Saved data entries
>>>>>

PR #1933, opened 2024-02-09
Add Github workflow to check _psl DNS entries on PRs

simon-friedberger:
Let's have more automatic checks!

### DIFF
--- a/tools/pr_checker/check_dns.py
+++ b/tools/pr_checker/check_dns.py
@@ -1,0 +1,148 @@
+import click
+import dns.message
+import dns.name
+import dns.query
+import dns.resolver
+import re
+
+
+def read_rules(psl_filename):
+    """Read rules from a file into a set.
+
+    >>> sorted(read_rules('test_psl_01.dat'))
+    ['!main.bar.example.org', '*.bar.example.org', '*.bd', 'a.example.com', 'at', 'b.example.com.', 'example.com', 'example.org', 'foo.example.org']
+    """
+    rules = set()
+
+    with open(psl_filename) as f:
+        for line in f:
+            line = line.strip()
+
+            if line == "":
+                continue
+
+            if line.startswith("//"):
+                continue
+
+            rules.add(line)
+    return rules
+
+
+def rule2fqdn(rule):
+    """Return the domain name for a rule.
+
+    Removes wildcards and exception qualifiers.
+
+    >>> rule2fqdn("alpha.beta.example.com")
+    'alpha.beta.example.com'
+    >>> rule2fqdn("*.hokkaido.jp")
+    'hokkaido.jp'
+    >>> rule2fqdn("!pref.hokkaido.jp")
+    'pref.hokkaido.jp'
+    """
+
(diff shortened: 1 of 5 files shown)


weppos:
Hi @simon-friedberger, can you provide a bit more context about this PR. Is there a conversation somewhere about it? What's the purpose of this script, and what is the expectation?

I also wonder, I see it was developed in Python. Is it because that's the language you are most familiar with, or is there another reason? I am asking as we had Python code in the past but it was not really the most preferred language and we moved most of the tooling to Go. I am a bit concerned about adding more Python again, for the long term maintainability.

dnsguru:
@simone I asked simon to pause this...  There is a separate dialog with
google about development of automation which I believe was go-based - I
have shared the diagrams and specs I took time to develop in the hopes of
avoiding parallel evolution costing valuable volunteer cycles

simon-friedberger:
I am not against using Go for this if that is the project preference. Python was just the natural choice for me.

dnsguru:
> I am not against using Go for this if that is the project preference. Python was just the natural choice for me.

Same thought, as go is less familiar to me, but want to minimize complexity with >1 approaches at this point so we don't add interop burdens

simon-friedberger:
The submission by Sam [here](https://github.com/publicsuffix/list/pull/1953) is also in Python and @dnsguru has expressed support. Can I go ahead with this?

dnsguru:
After discussion, this looks like a good idea - accompanied by test suite elements to know about impacts.  The automation work is really appreciated

tools/pr_checker/check_dns.py
```diff
@@ -0,0 +1,150 @@
...
+import dns.query
+import dns.resolver
+import re
+
+
+def read_rules(psl_filename):
+    """Read rules from a file into a set.
+
+    >>> sorted(read_rules('test_psl.dat'))
+    ['!main.bar.example.org', '*.bar.example.org', 'a.example.com', 'b.example.com.', 'example.com', 'example.org', 'foo.example.org']
```
dnsguru, line 13: do we need a flat TLD and flat TLD w wildcard rule or not here?

ex: add ```'.com', '*.com'```

dnsguru:
I suggested a TLD and TLD w a sld wildcard in the examples for the test suite 

I was also thinking of IDN support.  Upon some contemplation, I believe those scenarios would funciton identically to their LDH equivelents in the test suite.  Just documenting here that it was considered.  Adding them here would be placebo; cosmetic-only, require additional dependencies/libraries/modules, add complexity and not have any difference in outcome, so would not deliver any value or benefit in exchange for the overhead.

simon-friedberger:
As soon as I get to it we should merge this with parsing and checks for individual rules in the linter here https://github.com/publicsuffix/list/blob/master/linter/pslint.py that should cover IDN issues.

simon-friedberger:
@weppos Please have a look!

tools/pr_checker/check_dns.py
simon-friedberger: Done!

PR #1968, opened 2024-04-19
Clean up list to fix rule sorting within orgs

simon-friedberger:
This makes the sorting of rules within organization's sections match what the script in #1953 wants.

I checked that the actual contents are still the same using:
```
import click


def read_rules(filename):
    rules = set()
    with open(filename) as f:
        for line in f:
            if line.startswith("//"):
                continue
            line = line.strip()
            rules.add(line)
    return rules


@click.command()
@click.argument("file1")
@click.argument("file2")
def main(file1, file2):
    rules1 = read_rules(file1)
    rules2 = read_rules(file2)
    print(f"Are they equal? {rules1 == rules2}")


if __name__ == "__main__":
    main()

```


mozfreddyb (approved):
reviewed the code (but did not rerun it)

weppos (approved):

PR #1995, opened 2024-06-13
Reattach of.by to the Belarus ccTLD block

danderson:
It's in the same situation as `com.by`: not officially reserved according to available documentation, but third-level domain registrations are available as if it were. Logically it belongs in the same block as `com.by`.

Found while developing #1987, because it resulted in surprising output. simon-friedberger recommended making this .dat change, rather than add a custom lint exemption that's only necessary for this one entry.

This is a minor lint cleanup, so most of the PR template does not apply. Applicable items:
 - **Description of change**: above.
 - **make test**: runs successfully, no errors.
 - **Authority**: I'm not authoritative for `by` or `of.by`. However I am not adding/removing any suffixes, only adjusting whitespace.
 - **Justification**: I studied the `by` [registry policy](https://cctld.by/en/documents/instruction-on-the-procedure-of-registration-of-domain/), and verified that neither `com.by` or `of.by` are listed. However I can purchase a 3rd level domain in those suffixes right now, so empirically they should be treated as public suffixes.
   - I'm digging into the registry history and policies more to figure out if a bigger update is justified. This PR is just recognizing the fact that `com.by` and `of.by` are both in the same category of "not on an official list but seem to be public suffixes in BY".

### DIFF
--- a/public_suffix_list.dat
+++ b/public_suffix_list.dat
@@ -675,7 +675,6 @@ mil.by
 // second-level domain, but it's being used as one (see www.google.com.by and
 // www.yahoo.com.by, for example), so we list it here for safety's sake.
 com.by
-
 // http://hoster.by/
 of.by
 


simon-friedberger:
This is only a whitespace change that doesn't affect the meaning of the list.

groundcat:
I contacted the `.by` registry via `info@cctld.by` (https://cctld.by/contacts/), and they confirmed that the registration of `.com.by` and `.of.by` is not managed by them but by private companies "Надежные программы" and "Открытый контакт".

Perhaps they should be moved to the private section? @simon-friedberger 

Below is the response I received:

> Добрый день.
> 
> Регистраторами данных доменов второго уровня являются ООО "Надежные программы" и Открытый контакт, они могут регистрировать домены третьего уровня, можете обратиться к ним.
> 
> С уважением, Управление продаж beCloud
> +375 17 287 11 11
> +375 17 287 11 49
> 
> www.becloud.by

image

image

danderson:
This was going to be my followup, yeah. .by is weird because _any_ 2nd-level domain can offer registrations for 3rd level domains, so if you buy `foo.by` you can just start selling `blah.foo.by` and (if I read the rules correctly) your registrar is obligated to help you record that 3rd level in the .by registry.

The difficulty with moving to the private section is that the private section requires owners. So we would have to contact the registrars that own/sell access to com.by and of.by, and make them take ownership of their suffixes. Otherwise we would just be moving orphaned suffixes around, which doesn't help much :/

simon-friedberger:
It does sound a bit like it should actually be in the private section. Is the situation different from other 2nd level domains reselling 3rd level domains?

danderson:
The only difference from generic "host that gives you a 3rd level domain", afaict, is that the 3rd level domain gets formally added to the `by` registry, with the owner pointing at the 3rd level owner.

For example, `whois com.by` shows it's owned by domain.by, a registrar/webhost company. `whois google.com.by` shows that domain is owned by Google. When google purchased `google.com.by`, the owner of `com.by` got that recorded in the top level registry.

So it's a bit of a weird mix. The 3rd level domains are in the registry, similar to `co.uk` and other registry-reserved domains. But the 2nd level domains aren't special, the `by` registry rules seem to be that anyone who buys a 2nd level domain can start recording 3rd level registrations underneath it.

So yes, that does sound like these should move to the private section, and probably more added. Complete coverage seems impossible to me if the `by` registry isn't publishing a full list, so it would have to be up to the individual owners of the 2nd level domains to take ownership of their PSL entries...

Issue #1989, opened 2024-06-01
Incorrect PSL evaluation rules in the wiki regarding implicit wildcard rules


ko-zu:
Hello,

I believe there is confusion regarding the wildcard evaluation rules in the wiki.
https://github.com/publicsuffix/list/wiki/Format

In the example, 

>
> 1. com
> 2. *.foo.com
>
>...
>
>Cookies may be set for foo.com.

This is incorrect. Cookies may NOT be set for `foo.com`.  According to the linter, `*.example.com` implies `example.com`.

https://github.com/publicsuffix/list/blame/de747b657fb0f479667015423c12f98fd47ebf1d/linter/pslint.py#L230

The current rules in the wiki states that the domain `example.com` does not match `*.example.com`. 
~~However, some TLDs (e.g. *.bd) do not have explicit TLD declarations, which are required and checked by the linter.~~
~~According to the wiki rules, we can set cookies on bd. This is not the expected behavior. ~~

`kobe.jp` does have explicit public suffix declarations while `*.kobe.jp` exists, which is required and checked by the linter. According to the wiki rules, we can set cookies on `kobe.jp`. (Fixed to reflect simon-friedberger's comment. Thanks!)

Implementations should assume `example.com` is also declared if `*.example.com` exists.

In the DNS world, this assumption is incorrect. However, the test data includes lines like:
```
checkPublicSuffix('city.kobe.jp', 'city.kobe.jp');
checkPublicSuffix('www.city.kobe.jp', 'city.kobe.jp');
```
While the PSL only has:
```
jp
*.kobe.jp
!city.kobe.jp
```

If we follow the wiki rules, `kobe.jp` should be on the right.

### Problems in the Wiki

The example above comes from the following evaluation rule definition:

> - A domain is said to match a rule if and only if all of the following conditions are met:
> - When the domain and rule are split into corresponding labels, that the domain contains as many or more labels than the rule.
> - Beginning with the right-most labels of both the domain and the rule, and continuing for all labels in the rule, one finds that for every pair, either they are identical, or that the label from the rule is "*".

According to this definition, the domain `example.com` cannot match `*.example.com` because the domain has fewer labels than the listed rule.

If we need to maintain this scheme, I believe we should add: 

- If the rule is a wildcard, prepend a label `*` for the domain.

Additionally, the statement *"leading and trailing dots are ignored"* is also incorrect. The test data explicitly disallows leading dot.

<<<<<

EXERCISE -
Extract from the records above the lines from the one containing "- **Description of change**: above." to the one containing "- **Justification**: I", both lines included, exactly as they appear and with nothing else.

SOLUTION TO THIS TASK -
 - **Description of change**: above.
 - **make test**: runs successfully, no errors.
 - **Authority**: I'm not authoritative for `by` or `of.by`. However I am not adding/removing any suffixes, only adjusting whitespace.
 - **Justification**: I studied the `by` [registry policy](https://cctld.by/en/documents/instruction-on-the-procedure-of-registration-of-domain/), and verified that neither `com.by` or `of.by` are listed. However I can purchase a 3rd level domain in those suffixes right now, so empirically they should be treated as public suffixes.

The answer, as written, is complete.